Who the song would understand,
Needs must seek the song's own land.
Who the minstrel understand,
Needs must seek the minstrel's land.
THE Poems comprised in this collection
are written in the Persian style, and are greatly admired by Oriental
scholars, for the truthfulness with which the Eastern spirit of poetry
is reproduced by the Western minstrel. They were chiefly composed
between the years 1814 and 1819, and first given to the world in the
latter year. Of the twelve books into which they are divided, that
of Suleika will probably be considered the best, from the many graceful
love-songs which it contains. The following is Hanoi's account of
the Divan, and may well serve as a substitute for anything I could
say respecting it:--
It contains opinions and sentiments
on the East, expressed in a series of rich cantos and stanzas full
of sweetness and spirit, and all this as enchanting as a harem emitting
the most delicious and rare perfumes, and blooming with exquisitely-lovely
nymphs with eyebrows painted black, eyes piercing as those of the
antelope, arms white as alabaster, and of the most graceful and perfectly-formed
shapes, while the heart of the reader beats and grows faint, as did
that of the happy Gaspard Debaran, the clown, who, when on the highest
step of his ladder, was enabled to peep into the Seraglio of Constantinople--that
recess concealed from the inspection of man. Sometimes also the reader
may imagine himself indolently stretched on a carpet of Persian softness,
luxuriously smoking the yellow tobacco of Turkistan through a long
tube of jessamine and amber, while a black slave fans him with a fan
of peacock's feathers, and a little boy presents him with a cup of
genuine Mocha. Goethe has put these enchanting and voluptuous customs
into poetry, and his verses are so perfect, so harmonious, so tasteful,
so soft, that it seems really surprising that he should ever have
been able to have brought the German language to this state of suppleness.

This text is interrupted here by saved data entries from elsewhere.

PR #6771, opened 2026-07-20
fix: rehydrate breach dates so alert emails render

GregHilstonMozilla:
# References:

Jira: [MNTOR-5317](https://mozilla-hub.atlassian.net/browse/MNTOR-5317)

_This is a follow up to [MNTOR-5314](https://mozilla-hub.atlassian.net/browse/MNTOR-5314) / [#6767 (the Pub/Sub publish fix)](https://github.com/mozilla/blurts-server/pull/6767)._

TLDR: A few properties could either be strings or dates, depending on if a cache was hit or missed. The former causes an exception to bubble up, causing HIBP breach messages to get stuck in our dead letter queue. This was introduced in a PR 7 weeks ago.

# Description

## Problem

The MNTOR-5314 publish fix ([#6767](https://github.com/mozilla/blurts-server/pull/6767)) worked. `POST /api/v1/hibp/notify` publishes again and the `monitor-breach-alerts` consumer pulls messages. But the first breach to reach the consumer since that fix, [Paidwork (added 2026-07-19)](https://monitor.mozilla.org/en/breach-details/Paidwork), crashes on email render instead of sending:

```
TypeError: props.breach.BreachDate.toLocaleDateString is not a function
  job: emailBreachAlerts   breachName: Paidwork
```

The consumer writes an `email_notifications` incident row with `notified=false` *before* rendering (`emailBreachAlerts.tsx`), then throws. The message is nacked, redelivered, and after max delivery attempts routed to the dead letter queue. This fired a "HIBP Breach Alert Deadletter Delivery Rate" alert on 2026-07-19 19:32.

*Impact:* Every notifiable breach ingested since [#6767](https://github.com/mozilla/blurts-server/pull/6767) deployed is un-alerted. Paidwork has 2,000+ incident rows, all `notified=false`, 0 sent, and the count is still climbing as messages redeliver.

## Root cause

`HibpLikeDbBreach.BreachDate` is typed (and documented) as a `Date`, but on the Redis cache hit path it is a `string` at runtime. `BreachDataService.readFromCache` does `JSON.parse` on the cached breaches, which turns every `Date` column into an ISO string, and `dbToHibp` copied `breach_date` straight through without rehydrating it. The breach alert email template (`BreachAlertEmail.tsx`, and `Ver2/3/4`) calls `BreachDate.toLocaleDateString()`, a `Date`only method, so it throws on a string. 

Cache miss returns a real `Date` (node-postgres), so it only fails on cache hits, which is the hot path for the long lived consumer, making the crash deterministic.

The fix wraps each date column in `new Date(...)` in `dbToHibp`, which rehydrates the ISO string on the cache hit path and is a harmless clone of the already Date value on the cache miss path.

## Evidence

- Sentry (prod): the `TypeError` above, tagged `job: emailBreachAlerts` / `breachName: Paidwork`.
- Prod DB (BigQuery over `email_notifications` + `breaches`): Paidwork has incident rows but 0 `notified=true` (consumed, then render crashed), vs the 22 earlier outage breaches at 0 incident rows (never published). Two distinct failure modes.

## Timeline (all UTC)

- **2026-05-07**: the `BreachDate.toLocaleDateString()` line is added to the breach-alert email template ([MNTOR-5269](https://mozilla-hub.atlassian.net/browse/MNTOR-5269), `b06106334`); before this the template did not render the breach date. Dormant until it deploys.
- **2026-05-26**: `prod-2026.05.26` deploys, carrying *both* the template change and the protobufjs bump that broke publishing ([MNTOR-5314](https://mozilla-hub.atlassian.net/browse/MNTOR-5314)). Publishing dies, so the consumer never runs, this bug is masked.
- **2026-07-15**:  [#6767](https://github.com/mozilla/blurts-server/pull/6767) ([MNTOR-5314](https://mozilla-hub.atlassian.net/browse/MNTOR-5314)) merges and later deploys; publishing is restored and the consumer starts pulling again.
- **2026-07-19**: Paidwork is ingested, reaches the consumer, and crashes on render; incident rows pile up at `notified=false` and messages exhaust into the DLQ; the deadletter alert fires 19:32.

## Why it wasn't caught

Two reasons it stayed hidden: the publish outage meant the render path never executed in prod for ~7 weeks, so the latent template bug never fired and the template unit tests / Storybook stories pass a `Date` mock, while dev/CI use the Pub/Sub emulator, neither exercises a real Redis cache hit where `BreachDate` is a string.

## Recovery / backfill (follow-up, not in this PR)

Since the consumer got far enough to write `email_notifications` rows before crashing, Paidwork's data is preserved. Per the [breach alerts runbook](https://mozilla-hub.atlassian.net/wiki/x/UIAwd), once this fix is deployed we can either replay the dead letter messages back to the topic (they still hold the original `{breachName, hashPrefix, hashSuffixes}` payloads, within DLQ retention), or, past retention, regenerate HIBP-like payloads from the `notified=false` rows via the runbook's BigQuery query and publish them. The pipeline dedupes on `notified=true`, so a redrive won't double send. 

I have no preference on which path we take here, ideally whichever is simpler. I'm thinking that will be the first one.

# How to test

1. Regression test: `npx vitest run src/services/BreachDataService.test.ts` -> passes.
2. Reproduce the bug: revert the `dbToHibp` change -> the new test fails with `expected '<iso string>' to be an instance of Date`, and `() => result.BreachDate.toLocaleDateString()` throws.
3. Confirm no collateral: `npx vitest run src/emails/templates/breachAlert/ src/scripts/cronjobs/emailBreachAlerts/` -> green.

- [x] Commits are minimal and descriptive (one transform fix + a regression test).
- [x] I've added or updated the relevant code comments (why the date columns must be rehydrated).
- [x] I've added a unit test to test for potential regressions of this bug (`BreachDataService.test.ts`, cache-hit Date rehydration).

[MNTOR-5317]: https://mozilla-hub.atlassian.net/browse/MNTOR-5317?atlOrigin=eyJpIjoiNWRkNTljNzYxNjVmNDY3MDlhMDU5Y2ZhYzA5YTRkZjUiLCJwIjoiZ2l0aHViLWNvbS1KU1cifQ
[MNTOR-5314]: https://mozilla-hub.atlassian.net/browse/MNTOR-5314?atlOrigin=eyJpIjoiNWRkNTljNzYxNjVmNDY3MDlhMDU5Y2ZhYzA5YTRkZjUiLCJwIjoiZ2l0aHViLWNvbS1KU1cifQ
[MNTOR-5269]: https://mozilla-hub.atlassian.net/browse/MNTOR-5269?atlOrigin=eyJpIjoiNWRkNTljNzYxNjVmNDY3MDlhMDU5Y2ZhYzA5YTRkZjUiLCJwIjoiZ2l0aHViLWNvbS1KU1cifQ


mansaj (approved):

src/services/BreachDataService.test.ts
```diff
@@ -76,6 +76,44 @@ describe("BreachDataService factory", () => {
...
+      // Regression guard. On a cache hit the breach is round tripped through
+      // Redis, and JSON.parse turns the Date columns into ISO strings. The
+      // breach alert email template calls `breach.BreachDate.toLocaleDateString()`,
+      // which throws "toLocaleDateString is not a function" on a string. dbToHibp
+      // must rehydrate the date columns so the runtime matches the declared type.
+      const fakeBreach = seeds.breaches();
+      // Mirror the real cache write path: JSON.stringify serialises Dates to strings.
+      await redis.set(REDIS_ALL_BREACHES_KEY, JSON.stringify([fakeBreach]));
+      const mockSync: BreachSyncService = {
+        syncBreaches: vi.fn().mockResolvedValue(undefined),
```
groovecoder, line 89: question (non-blocking): What is this `syncBreaches` function? Why mock it instead of running the real function?

src/services/BreachDataService.test.ts
```diff
@@ -76,6 +76,44 @@ describe("BreachDataService factory", () => {
...
+      };
+      const getBreachesFromDb = vi.fn().mockResolvedValue([]);
```
groovecoder, line 91: question (non-blocking): why mock this getBreachesFromDb instead of running the real function?

src/services/BreachDataService.test.ts
```diff
@@ -76,6 +76,44 @@ describe("BreachDataService factory", () => {
...
+        sync: mockSync,
+        getBreachesFromDb,
+        logger,
+      });
+      const result = await service.getBreach(fakeBreach.name);
+      expect(result).not.toBeUndefined();
+      expect(result!.BreachDate).toBeInstanceOf(Date);
+      expect(result!.AddedDate).toBeInstanceOf(Date);
+      expect(result!.ModifiedDate).toBeInstanceOf(Date);
+      // ...and the rehydrated instants match the source, so a value-shifting
```
groovecoder: quibble (non-blocking): "instants" ? is that just the proper word for "instances"?

src/utils/hibp.ts
```diff
@@ -249,9 +249,16 @@ function dbToHibp(breach: BreachRow): HibpLikeDbBreach {
...
-    BreachDate: breach.breach_date,
-    AddedDate: breach.added_date,
-    ModifiedDate: breach.modified_date,
+    // Rehydrate the date columns into Date objects. `breach` arrives here either
+    // straight from Postgres (already a Date) OR from the Redis breaches cache,
+    // where a JSON.stringify/JSON.parse round trip has turned every Date into an
+    // ISO string. Consumers (e.g. the breach alert email template's
+    // `BreachDate.toLocaleDateString()`) rely on the declared Date type, so
+    // normalise both cases to a Date here. `new Date(existingDate)` is a safe
+    // clone. See MNTOR-5317.
```
groovecoder: change (blocking): let's put this verbose explanation in a single place like the git commit message, the pull request, or the jira ticket ... and then use a small comment like "See ___" to send readers to the full details.

I'm thinking in particular that LLM tools reading this code will over-rotate and over-fixate on this content & context in sessions that are not related to this code or change.

groovecoder (changes requested):
comment (non-blocking): leaving inline questions that I’ll then feed back into my own Claude Code to get as many answers for myself as I can. so don’t worry about answering anything that’s non-blocking.

src/services/BreachDataService.test.ts
groovecoder: suggestion (non-blocking): maybe use `timestamps` here to avoid the confusion?

groovecoder:
Comment (non-blocking): Answering my own question so @GregHilstonMozilla doesn't have to: mocking `syncBreaches` and `getBreachesFromDb` here is the right call. This is the cache-hit path, so `getBreach` returns before it reaches either one. They're just injected seams.

The deeper reason is structural: `BreachDataService` depends on Redis, and this repo has no real-Redis test path. `docker-compose.yml` has Postgres but no Redis, and every Redis test uses `ioredis-mock` (a deliberate choice — [MNTOR-4154](https://mozilla-hub.atlassian.net/browse/MNTOR-4154)). So this service can only live in the unit-tier of tests, where its DB and sync deps get mocked. The integration-tier tests (`*.integration.ts`) run against real Postgres, but Redis has no equivalent.

For this specific bug it doesn't matter — the `Date`→string coercion happens at `JSON.stringify` in app code, and the test reproduces it faithfully. But as noted in the PR: "the template unit tests / Storybook stories pass a Date mock".

This is a common problem with unit-tier test suites that mock too much - these kinds of real-system bugs slip thru the test suite. The stronger regression guard would round-trip a real Postgres row thru a real Redis cache.

@GregHilstonMozilla : could you file a follow-up ticket to add a Redis service to the integration tier tests (`docker-compose` + `.env.ci`) so `BreachDataService`/`BreachSyncService` can be tested end-to-end? And in the same ticket we should see if we can actually remove `ioredis-mock` completely. It makes sense to mock out external 3rd-party systems like HIBP, but Redis is a 1st-party system the Monitor, so we should test with it - not without it.

Not a blocker for this PR.

[MNTOR-4154]: https://mozilla-hub.atlassian.net/browse/MNTOR-4154?atlOrigin=eyJpIjoiNWRkNTljNzYxNjVmNDY3MDlhMDU5Y2ZhYzA5YTRkZjUiLCJwIjoiZ2l0aHViLWNvbS1KU1cifQ

GregHilstonMozilla:
@groovecoder As requested, I captured the follow up ticket in [MNTOR-5318](https://mozilla-hub.atlassian.net/browse/MNTOR-5318)

[MNTOR-5318]: https://mozilla-hub.atlassian.net/browse/MNTOR-5318?atlOrigin=eyJpIjoiNWRkNTljNzYxNjVmNDY3MDlhMDU5Y2ZhYzA5YTRkZjUiLCJwIjoiZ2l0aHViLWNvbS1KU1cifQ

groovecoder (approved):
quibble (non-blocking): I slightly prefer re-basing PR branches on main rather than merging main onto the branch, but I don't think we have a rule for this across our repos. So just a personal preference.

The charm of the book is inexplicable; it is a votive nosegay sent
from the West to the East, composed of the most precious and curious
plants: red roses, hortensias like the breast of a spotless maiden,
purple digitalis like the long finger of a man, fantastically formed
ranunculi, and in the midst of all, silent and tastefully concealed,
a tuft of German violets. This nosegay signifies that the West is
tired of thin and icy-cold spirituality, and seeks
warmth in the strong and healthy bosom of the East."
Translations are here given of upwards
of sixty of the best Poems embraced in the Divan, the number in the
original exceeding two hundred.
I. MORGAGNI NAME.
BOOK OF THE MINSTREL.
GOD is of the east possess'd,
God is ruler of the west;
North and south alike, each land
Rests within His gentle hand.
HE, the only righteous one,
Wills that right to each be done.
'Mongst His hundred titles, then,
Highest praised be this!--Amen.
ERROR seeketh to deceive me,
Thou art able to retrieve me;
Both in action and in song
Keep my course from going wrong.
THE FOUR FAVOURS.
THAT Arabs through the realms of space
May wander on, light-hearted,
Great Allah hath, to all their race,
Four favours meet imparted.
The turban first--that ornament
All regal crowns excelling;
A light and ever-shifting tent,
Wherein to make our dwelling;
A sword, which, more than rocks and
Doth shield us, brightly glistening;
A song that profits and enthrall,
For which the maids are list'ning!
WHEN by the brook his strain
Cupid is fluting,
And on the neighboring plain
There turns the ear ere long,
Loving and tender,
Yet to the noise a song
Soon must surrender.
Loud then the flute-notes glad
Sound 'mid war's thunder;
If I grow raving mad,
Is it a wonder?
Flutes sing and trumpets bray,
Waxing yet stronger;
If, then, my senses stray,
Wonder no longer.
SONG AND STRUCTURE.
LET the Greek his plastic clay
Mould in human fashion,
While his own creation may
Wake his glowing passion;
But it is our joy to court
Great Euphrates' torrent,
Here and there at will to sport
In the Wat'ry current.
Quench'd I thus my spirit's flame,
Songs had soon resounded;
Water drawn by bards whose fame
Pure is, may be rounded.+
(+ This oriental belief in the power of the pure to roll-up water
into a crystal hail is made the foundation of the Interesting Pariah
Legend, that will be found elsewhere amongst the Ballads.)